BishopAccountability.org

OPINION EDITORIAL: Bishops need to get out of the way of abuse investigators

New York Post
August 18, 2018

https://nypost.com/2018/08/18/bishops-need-to-get-out-of-the-way-of-abuse-investigators/


Of all the horrors in the Pennsylvania grand-jury report on decades of abuse by Catholic priests, the greatest may be this: “Monsignors, auxiliary bishops, bishops, archbishops, cardinals have mostly been protected” — and “many, including some named in this report, have been promoted.”

The 1,400-page report covers decades of secret history for six of the state’s eight dioceses. It lists 300-plus priests who had engaged in abuse, mostly of boys but also of girls. The incomplete roster of victims runs more than 1,000.

Details include a child pornography ring, rape of a pre-teen girl in the hospital, sadistic “grooming,” a girl impregnated and then “helped” with an abortion and on and on and on.

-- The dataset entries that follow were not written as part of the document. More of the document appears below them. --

PR #125, opened 2022-01-25
add median stopping rule

geoalgo:
*Issue #, if available:*

*Description of changes:* add median stopping rule baseline from Golovin.

### DIFF
--- a/syne_tune/optimizer/schedulers/median_stopping_rule.py
+++ b/syne_tune/optimizer/schedulers/median_stopping_rule.py
@@ -1,0 +1,98 @@
+"""
+Example showing how to implement a new Scheduler.
+"""
+import logging
+from collections import defaultdict
+from typing import Optional, Dict, List
+
+import numpy as np
+
+from syne_tune.backend.trial_status import Trial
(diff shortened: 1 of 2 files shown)


syne_tune/optimizer/schedulers/median_stopping_rule.py
```diff
@@ -0,0 +1,98 @@
...
+        super(MedianStoppingRule, self).__init__(config_space=scheduler.config_space)
+        self.metric = scheduler.metric if metric is None else metric
+        self.sorted_results = defaultdict(list)
+        self.scheduler = scheduler
+        self.resource_attr = resource_attr
+        self.rank_cutoff = rank_cutoff
+        self.grace_time = grace_time
+        self.min_samples_required = grace_population
+        self.running_average = running_average
+        if running_average:
```
aaronkl, line 53: Wouldn't it make sense to use an exponential moving average instead?

aaronkl (approved):

syne_tune/optimizer/schedulers/median_stopping_rule.py
geoalgo: It could but it would be a step from the paper and also introduce another parameter.

PR #126, opened 2022-01-25
Equality comparison (useful for unit tests)

mseeger:
*Issue #, if available:*

*Description of changes:*

### DIFF
--- a/syne_tune/search_space.py
+++ b/syne_tune/search_space.py
@@ -102,6 +102,12 @@ class Domain:
         """
         raise NotImplementedError
 
+    def __eq__(self, other) -> bool:
+        if self.sampler is None:
+            return other.sampler is None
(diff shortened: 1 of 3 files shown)


syne_tune/search_space.py
```diff
@@ -456,6 +489,11 @@ def cast(self, value):
     def match_string(self, value) -> str:
         return str(self.categories.index(value))
 
+    def __eq__(self, other) -> bool:
+        return isinstance(other, Categorical) \
+               and super(Categorical, self).__eq__(other) \
+               and self.categories == other.categories
```
hfurkanbozkurt, line 495: Do we care about the order of categories? We might want to use set equality instead.

hfurkanbozkurt (approved):

PR #127, opened 2022-01-25
adds regularized evolution

aaronkl:
*Issue #, if available:*

*Description of changes:*


syne_tune/optimizer/schedulers/regularized_evolution.py
```diff
@@ -0,0 +1,132 @@
+import numpy as np
```
mseeger, line 1: General comment: This is in fact a searcher, feeding into FIFOScheduler.

Doing it that way supports points_to_evaluate, does random seed management in the way the other schedulers do, and is easy to link into the CLI. Also, our users understand this is just another way of FIFO scheduling with a clever selection of the config.

mseeger: A simple example for how a searcher looks like, is RandomSearcher. If you really want to have very little work, you could create an internal instance of RandomSearcher to do the "points_to_evaluate" and random decisions for you. But you can also look at how RandomSearcher does it. This includes important things, like checking whether the search space is exhausted. Features we do not want to lose.

syne_tune/optimizer/schedulers/regularized_evolution.py
```diff
@@ -0,0 +1,132 @@
...
+            config_space,
+            metric: str,
+            mode: str,
+            population_size: int = 100,
+            sample_size: int = 10,
+            random_seed: int = None
+    ):
+        """
+        Implements the regularized evolution algorithm proposed by Real et al. The original implementation only
+        considers categorical hyperparameters. For integer and float parameters we sample a new value uniformly
```
geoalgo, line 31: Why not rather sampling over the distribution provided in the config space? (it may be log-uniform for instance).

syne_tune/optimizer/schedulers/regularized_evolution.py
```diff
@@ -0,0 +1,132 @@
...
+
+        # pick random hyperparameter and mutate it
+        hypers = []
+        for k, v in self.config_space.items():
+            if isinstance(v, Domain):
+                hypers.append(k)
+        name = self._random_state.choice(hypers)
+        hyperparameter = self.config_space[name]
+
+        if isinstance(hyperparameter, Categorical):
```
geoalgo, line 80: Can we assert that one of those case occur?

syne_tune/optimizer/schedulers/regularized_evolution.py
```diff
@@ -0,0 +1,132 @@
...
+            # drop current values from potential choices to not sample the same value again
+            choices = copy.deepcopy(hyperparameter.categories)
+            choices.remove(config[name])
+
+            new_value = self._random_state.choice(choices)
+
+        elif isinstance(hyperparameter, Float):
+            new_value = Float.sample(random_state=self._random_state)
```
geoalgo, line 88: Why not calling sample from the search space? The space may be logarithmic for instance.

syne_tune/optimizer/schedulers/regularized_evolution.py
```diff
@@ -0,0 +1,132 @@
...
+
+        elif isinstance(hyperparameter, Integer):
+            new_value = Integer.sample(random_state=self._random_state)
+
+        child_config[name] = new_value
+
+        return child_config
+
+    def sample_random_config(self):
+        return {k: v.sample(random_state=self._random_state) if isinstance(v, Domain) else v for k, v in
```
geoalgo, line 98: The formatting could be improved to increase readability, here is a suggestion:

```suggestion
        return {  
          k: v.sample(random_state=self._random_state) if isinstance(v, Domain) else v 
          for k, v in self.config_space.items()
        }
```

syne_tune/optimizer/schedulers/regularized_evolution.py
```diff
@@ -0,0 +1,132 @@
...
+                self.config_space.items()}
+
+    def _suggest(self, trial_id: int) -> Optional[TrialSuggestion]:
+
+        if len(self.population) < self.population_size:
+            config = self.sample_random_config()
+        else:
+            candidates = self._random_state.choice(list(self.population), size=self.sample_size)
+            parent = max(candidates, key=lambda i: i.score)
```
geoalgo, line 107: Since `"min"` is the default mode, it seems to me that it is probably more intuitive to use min there and revert the score by -1 only when the mode is max. What do you think?

syne_tune/optimizer/schedulers/regularized_evolution.py
```diff
@@ -0,0 +1,132 @@
...
+        self.metric = metric
+        self.mode = mode
+        self.population_size = population_size
+        self.sample_size = sample_size
+        self.population = deque()
+        if random_seed is None:
+            random_seed = np.random.randint(0, 2 ** 32)
+        self._random_state = np.random.RandomState(random_seed)
+
+    def mutate_arch(self, config):
```
geoalgo, line 68: Also `mutate_config` would be more consistent with the overall class naming.

tst/schedulers/test_schedulers_api.py
```diff
@@ -65,6 +66,7 @@ def make_ray_skopt():
     SimpleScheduler(config_space=config_space, metric=metric1),
     RandomSearch(config_space=config_space, metric=metric1),
     BayesianOptimization(config_space=config_space, metric=metric1),
+    RegularizedEvolution(config_space=config_space, metric=metric1, mode='min'),
```
geoalgo, line 69: Also why specifying min only in this case? For consistency with the surrounding code, I would keep the default mode.

syne_tune/optimizer/schedulers/regularized_evolution.py
mseeger: You can also check KernelDensityEstimator, which inherits from SearcherWithRandomSeed, so the random seed stuff is all there.

syne_tune/optimizer/schedulers/regularized_evolution.py
```diff
@@ -0,0 +1,132 @@
...
+
+        if len(self.population) < self.population_size:
+            config = self.sample_random_config()
+        else:
+            candidates = self._random_state.choice(list(self.population), size=self.sample_size)
+            parent = max(candidates, key=lambda i: i.score)
+
+            config = self.mutate_arch(parent.config)
+
+        return TrialSuggestion.start_suggestion(config=config)
```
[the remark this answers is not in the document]
aaronkl: In the original paper they used it for NAS without weight sharing. I am not sure how that would work with checkpointing?

syne_tune/optimizer/schedulers/regularized_evolution.py
```diff
@@ -0,0 +1,132 @@
...
+        hypers = []
+        for k, v in self.config_space.items():
+            if isinstance(v, Domain):
+                hypers.append(k)
+        name = self._random_state.choice(hypers)
+        hyperparameter = self.config_space[name]
+
+        if isinstance(hyperparameter, Categorical):
+            # drop current values from potential choices to not sample the same value again
+            choices = copy.deepcopy(hyperparameter.categories)
```
geoalgo, line 82: I think a list comprehension may also be readable (and would avoid using deepcopy):

```suggestion
            choices = [cat for cat in hyperparameter.categories if cat != config[name]]
```

syne_tune/optimizer/schedulers/regularized_evolution.py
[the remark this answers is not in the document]
geoalgo: To be clear, it is just a point of curiosity and not something that we would necessarily need for this PR.

We could support an option that also resume from the checkpoint of the mutated trial to save compute time (as in PBT). Of-course, it is only possible for some config-space (learning-rate or batch-size for instance not number of layers or cells).

```suggestion
        if self.resume_from_checkpoint:
          return TrialSuggestion.start_suggestion(config=config, checkpoint_trial_id=config_trial_id)
        else:
          return TrialSuggestion.start_suggestion(config=config)
```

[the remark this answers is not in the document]
mseeger: Another reason this should be a searcher. Then you can use it with PBT scheduling as well.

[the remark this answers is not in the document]
geoalgo: I do not think it is equivalent, using REA as a searcher in PBT gives a different algorithms than just adding checkpointing support in REA.

In any case, I think Aaron should decide what is the best approach since he contributed the method. I think they are trade-offs. On one hand we can reuse REA as a searcher in other cases if implemented as a searcher, but it also makes the method example more complex to grasp (a few base classes and edge case to be taken care of).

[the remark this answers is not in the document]
aaronkl: It's a tricky case. I will make REA a searcher for consistency. However, it's not a perfect solution. For example it might be confusing to users to be able to pass points_to_evaluate since the algorithm always starts from a random population. We might have to rethink our interfaces. I also agree with David, that REA combined with PBT is a new algorithm compared to just adding checkpoint support.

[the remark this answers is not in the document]
mseeger: Thanks, and as I said, I can help.
We should eat our own dog food, the BaseSearcher API was commonly agreed upon, it does not help if only I make use of it.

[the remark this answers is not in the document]
mseeger: points_to_evaluate is taken from Ray Tune, it just makes our code more modular, because you can specify the first config(s) to try, which I think can make sense for any scheduler.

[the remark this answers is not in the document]
mseeger: I stop here, but there are shades of "difficult to grasp". You can do anything from scratch every time you code a scheduler, and then maybe the single isolated code may be easier to grasp, because you never need to learn about common concepts. But the overall codebase will be a mess of duplicated code, and things like controlling the random seed or using user-specified default configs will be very hard.

As we otherwise put a big emphasis on clean code structure, we should follow it here as well.

syne_tune/optimizer/schedulers/searchers/regularized_evolution.py
```diff
@@ -0,0 +1,138 @@
...
+from syne_tune.search_space import Domain, Categorical, Float, Integer
+
+
+@dataclass
+class PopulationElement:
+    score: int = 0
+    config: dict = None
+
+
+class RegularizedEvolution(SearcherWithRandomSeed):
```
mseeger, line 17: Thanks!

syne_tune/optimizer/schedulers/searchers/regularized_evolution.py
```diff
@@ -0,0 +1,138 @@
...
+    def __init__(
+            self,
+            configspace,
+            metric: str,
+            mode: str = 'min',
+            population_size: int = 100,
+            sample_size: int = 10,
+            points_to_evaluate: Optional[List[Dict]] = None,
+            random_seed: int = None
```
mseeger, line 26: This is not fully correct. I'd put **kwargs here, and pass that to the superclass.

The full story is that there is a random_seed_generator which is used to generate seeds from a master seed.

syne_tune/optimizer/schedulers/searchers/regularized_evolution.py
```diff
@@ -0,0 +1,138 @@
...
+                hypers.append(k)
+        name = self.random_state.choice(hypers)
+        hyperparameter = self.configspace[name]
+
+        if isinstance(hyperparameter, Categorical):
+            # drop current values from potential choices to not sample the same value again
+            choices = [cat for cat in hyperparameter.categories if cat != config[name]]
+            new_value = self.random_state.choice(choices)
+
+        elif isinstance(hyperparameter, Float) or isinstance(hyperparameter, Integer):
```
mseeger, line 82: Could we not just say "else:" here?
For example, there are also FiniteRange. In the end, since RandomSearcher works for all Domain instances (which has the sample method), why would this one not?

syne_tune/optimizer/schedulers/searchers/regularized_evolution.py
```diff
@@ -0,0 +1,138 @@
...
+        else:
+            raise AssertionError(f"Hyperparameter {name} must be of type Float, Categorical or Integer")
+
+        child_config[name] = new_value
+
+        return child_config
+
+    def sample_random_config(self) -> Dict:
+        return {
+          k: v.sample(random_state=self.random_state) if isinstance(v, Domain) else v
```
mseeger, line 94: OK, but a searcher can in fact ignore the constant parts of configspace, they are appended back by default in TrialScheduler.

syne_tune/optimizer/schedulers/searchers/regularized_evolution.py
```diff
@@ -0,0 +1,138 @@
...
+    config: dict = None
+
+
+class RegularizedEvolution(SearcherWithRandomSeed):
+    def __init__(
+            self,
+            configspace,
+            metric: str,
+            mode: str = 'min',
+            population_size: int = 100,
```
mseeger, line 23: Is it correct to say that this one needs 100 trials to be finished to the end before it is different from random search? Wow.

syne_tune/optimizer/schedulers/searchers/regularized_evolution.py
mseeger: Do you also want to link it into searcher_factory, scheduler_factory, or do this latewr?

syne_tune/optimizer/baselines.py
```diff
@@ -83,6 +83,17 @@ def __init__(self, config_space: Dict, metric: str, mode: str, **kwargs):
         )
 
 
+class REA(FIFOScheduler):
+    def __init__(self, config_space: Dict, metric: str, **kwargs):
+        from syne_tune.optimizer.schedulers.searchers.regularized_evolution import RegularizedEvolution
```
geoalgo, line 88: Any reason for why we would do an internal import? (It seems that all the imports you are using are from `core`)

syne_tune/optimizer/schedulers/searchers/regularized_evolution.py
```diff
@@ -0,0 +1,138 @@
...
+        if initial_config is not None:
+            return initial_config
+
+        if len(self.population) < self.population_size:
+            config = self.sample_random_config()
+        else:
+            candidates = self.random_state.choice(list(self.population), size=self.sample_size)
+            parent = min(candidates, key=lambda i: i.score)
+
+            config = self.mutate_arch(parent.config)
```
geoalgo, line 111: This one is undefined now (It would make sense to diminish the population size to have this branch this tested)

syne_tune/optimizer/schedulers/searchers/regularized_evolution.py
aaronkl: let's do this in a separate PR

PR #131, opened 2022-01-26
Fixes related to benchmarking refactoring

mseeger:
*Issue #, if available:*

*Description of changes:*
Not unexpected with such a huge change, there were a number of fixes to be made.

### DIFF
--- a/benchmarking/cli/launch_hpo.py
+++ b/benchmarking/cli/launch_hpo.py
@@ -25,14 +25,13 @@ from syne_tune.backend.simulator_backend.simulator_callback import SimulatorCall
 from syne_tune.stopping_criterion import StoppingCriterion
 from syne_tune.tuner import Tuner
 from syne_tune.remote.remote_launcher import RemoteLauncher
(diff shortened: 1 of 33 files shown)


benchmarking/cli/launch_hpo.py
```diff
@@ -396,10 +396,10 @@
                 estimator_kwargs['max_run'] = int(1.01 * scheduler_timeout)
             log_level = logging.DEBUG if params['debug_log_level'] \
                 else logging.INFO
-            root_path = Path(__file__).parent.parent
+            root_path = repository_root_path()
             dependencies = [
                 str(root_path / module)
-                for module in ("benchmarks", "blackbox_repository")]
+                for module in ("benchmarking",)]
```
mseeger, line 402: Question to David: Since blackbox_repository is now under benchmarking, and so is utils, it is sufficient to have benchmarking here?

We could also use "benchmarking/blackbox_repository", "benchmarking/utils".

aaronkl (approved):

PR #138, opened 2022-01-31
add REA

aaronkl:
replaces #127 

### DIFF
--- a/syne_tune/optimizer/baselines.py
+++ b/syne_tune/optimizer/baselines.py
@@ -85,11 +85,13 @@ class BORE(FIFOScheduler):
 
 
 class REA(FIFOScheduler):
-    def __init__(self, config_space: Dict, metric: str, **kwargs):
+    def __init__(self, config_space: Dict, metric: str, population_size: int = 100, sample_size: int = 10, **kwargs):
         super(REA, self).__init__(
             config_space=config_space,
             metric=metric,
-            searcher=RegularizedEvolution(configspace=config_space, metric=metric, **kwargs),
+            searcher=RegularizedEvolution(configspace=config_space, metric=metric,
+                                          population_size=population_size, sample_size=sample_size,
+                                          **kwargs),
             **kwargs,
         )
 
--- a/syne_tune/optimizer/baselines.py
+++ b/syne_tune/optimizer/baselines.py
@@ -83,6 +83,17 @@ class BORE(FIFOScheduler):
         )
 
 
+class REA(FIFOScheduler):
+    def __init__(self, config_space: Dict, metric: str, **kwargs):
+        from syne_tune.optimizer.schedulers.searchers.regularized_evolution import RegularizedEvolution
+        super(REA, self).__init__(
+            config_space=config_space,
+            metric=metric,
+            searcher=RegularizedEvolution(configspace=config_space, metric=metric, **kwargs),
+            **kwargs,
+        )
+
+
 # dictionary that allows to also list baselines who don't need a wrapper class such as PBT.
 baselines = {
     'Random Search': RandomSearch,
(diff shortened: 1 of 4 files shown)


syne_tune/optimizer/baselines.py
```diff
@@ -83,6 +84,18 @@ def __init__(self, config_space: Dict, metric: str, mode: str, **kwargs):
         )
 
 
+class REA(FIFOScheduler):
+    def __init__(self, config_space: Dict, metric: str, population_size: int = 100, sample_size: int = 10, **kwargs):
+        super(REA, self).__init__(
+            config_space=config_space,
+            metric=metric,
+            searcher=RegularizedEvolution(configspace=config_space, metric=metric,
```
mseeger, line 92: Please don't create the searcher by hand, this is not something we want to encourage people to do. Instead:

[...], searcher='kde', **kwargs)

The specific parameters can then be written into 'search_options' in kwargs.

syne_tune/optimizer/schedulers/searchers/regularized_evolution.py
```diff
@@ -0,0 +1,133 @@
...
+        metric : str
+            Name of metric to optimize, key in result's obtained via
+            `on_trial_result`
+        mode : str
+            Mode to use for the metric given, can be 'min' or 'max', default to 'min'.
+        population_size : int
+            Size of the population.
+        sample_size : int
+            Size of the candidate set to obtain a parent for the mutation.
+        random_seed : int
```
mseeger, line 54: Remove this comment, or otherwise add comments about random_seed_generator, random_seed in other searchers.

tst/schedulers/test_schedulers_api.py
```diff
@@ -65,6 +65,7 @@ def make_ray_skopt():
     SimpleScheduler(config_space=config_space, metric=metric1),
     RandomSearch(config_space=config_space, metric=metric1),
     BayesianOptimization(config_space=config_space, metric=metric1),
+    REA(config_space=config_space, metric=metric1, population_size=1, sample_size=2),
```
mseeger, line 68: Here, you'd then do:

REA(config_space, metric=metric1, search_options={'population_size': 1, 'sample_size': 2})

syne_tune/optimizer/baselines.py
aaronkl: Can you elaborate why this is not something we want people to do? Otherwise it would cause additional friction to adapt the scheduler factory if people add a new searcher

geoalgo (approved):

syne_tune/optimizer/baselines.py
mseeger: If you look into the constructor of FIFOScheduler, then if searcher is str, all sorts of required information is passed to the searcher_factory. All of this you have to remember to pass when creating your searcher on your own, and if you do not, something may break somewhere.

On top, if you go around searcher_factory, you may combine searchers with schedulers which do not go together. Again, this will not be checked then, and you get some very weird error somewhere.

Searcher is an internal concept. it is not en par with TrialScheduler, which is an external API.

And all other entries in baselines, except for Bore, go this safe way over searcher_factory.

mseeger: I don't understand why this creates friction. If I (for example) implement a new operator for PyTorch, I also need to link it into the structures where operators need to be linked in. Otherwise, things do not even work. So, the answer would be: if you write a new searcher, link it into searcher_factory.

mseeger: To explain this better: FIFOScheduler (or TrialScheduler) has certain arguments which need to also be passed to the searcher: metric (easy), points_to_evaluate (NOT easy, because of imputation), random_seed_generator / random_seed.

The searcher_factory plus mechanism in FIFOScheduler does all of that for you.

If you create BaseSearcher on your own, you have to do all of that.

aaronkl: let's take this discussion offline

The hierarchy routinely covered it up, regularly moving predators to where they could, and did, strike again. Leaders justified it as protecting the church from “scandal” — somehow ignoring the obscene scandal of their coverups.

Donald Cardinal Wuerl, now the DC archbishop but for 18 years the bishop of Pittsburgh, seems to be the highest-ranking enabler. He dealt harshly with some abusers, even fighting the Vatican when it ordered one predator reinstated — but also played the “just transfer them away” game, including with at least one priest from the unholy porn ring.

Before the report landed, Wuerl was talking about “a terrible disappointment” and not “some massive, massive crisis,” referring to the news about his DC predecessor, Theodore McCarrick — who has resigned from the College of Cardinals to face clerical trial on charges he was an abuser for decades. He then spent days walking back his comments suggesting bishops should lead any investigation into the cardinal-predator’s enablers.

At this point, the question isn’t whether the laity must take the lead in a too-long-delayed effort to get at the full truth of the hierarchy’s coverup of priestly abuse. It’s about whether any bishops or other high church officials can be trusted to assist.

And about finding lay leaders who won’t go soft — such as former Oklahoma Gov. Frank Keating, who was forced off an abuse-investigative board back in 2003 after he refused to apologize for comparing the bishops’ coverup to the Mafia.

The Vatican on Friday broke its long silence on the Pennsylvania report, stressing that “victims should know the pope is on their side.” Will it act on those words?

In May, all 31 of Chile’s bishops offered their resignations to Pope Francis in the wake of a blistering 2,300-page report on the failure to address decades of abuse there.

That should stand as a warning to Wuerl and other “minimizers” in the US hierarchy: Denial is only deepening the scandal.